While it is indisputable, if not practically proven, that there is at least one atom of aluminium in every cell in every human being we do not know the consequences for human health of the body burden of aluminium. While there are thousands of scientific publications over many decades demonstrating the toxicity of aluminium in all living things the larger questions concerning aluminium and common human diseases such as Alzheimer’s disease or diabetes remain unanswered or at best equivocal. These questions remain unanswered primarily because neither the global aluminium industry nor governments which have allowed the unfettered growth of the use of aluminium products are prepared for an answer. Try to imagine the immediate and short term economic consequences of human exposure to aluminium being directly linked as causal or even contributory in just one disease, for example Alzheimer’s disease.

The ensuing chaos and stock market crashes would be unpalatable but they would just be the beginning of a world which would now have to change to address and accommodate such knowledge. Now that the tip of the iceberg has become visible the remainder would have to be investigated and the inevitable consequences of human exposure to aluminium would be revealed, piece by piece, and a new jigsaw of life on Earth would slowly be pieced together. Of course, if the aluminium industry were not so determined to prevent The Aluminium Question from being answered then the outcome might be so different with human exposure to aluminium being shown to be largely benign.
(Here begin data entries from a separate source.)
PR #2444, opened 2026-09-19
fix(generation): stop a formatter comment from prescribing ruff format

### LINKED ISSUE #2384: [Bug] A comment mentioning "formatter" makes generated agent files prescribe `ruff format .`

Aman-goel-04:
## Summary

- Rename _declares_ruff_format to declares_ruff_format in precedent/structural.py and reuse it from detect_build_commands, replacing the substring test ("ruff" in text and "format" in text) that fired on a comment mentioning "formatter" with no formatter actually configured
- The reused check refuses when a competing formatter (black, blue, yapf) is declared, and requires either a real [tool.ruff.format] section or an explicit ruff format / ruff-format invocation in Makefile, package.json, .pre-commit-config.yaml or justfile

## Related Issues

Fixes #2384 

## Test Plan

- [x] Tests pass (pytest tests/unit/generation/test_tech_stack.py tests/unit/precedent, 208 passed)

Added 3 regression tests: a comment-only "formatter" mention with no [tool.ruff.format] (no command emitted), a real [tool.ruff.format] section (command present), and a competing [tool.black] declaration (no command even with both substrings present). Confirmed the exact reported bug reproduces red without the fix.

## Checklist

- [x] I have updated documentation if needed; not applicable, no user-facing docs affected


RaghavChamadiya (approved):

The Aluminium Question will, of course, be answered; it is simply a matter of time. However, in the meantime, new research while continuing to implicate aluminium in human disease is at the same time also offering solutions to living safely in The Aluminium Age without the need to suffer the consequences of biologically available aluminium. If I can take you back to aluminium killing fish in acid waters, one of the consequences of Acid Rain, it has been shown that these deaths can be prevented by introducing soluble silicon to their environments. Silicon is the Earth’s answer to the toxicity of aluminium and it can also be as effective an answer to aluminium toxicity in humans. Of course the proviso to this is that we must all, scientists, governments and the global aluminium industry, first acknowledge the potential toxicity of living in The Aluminium Age!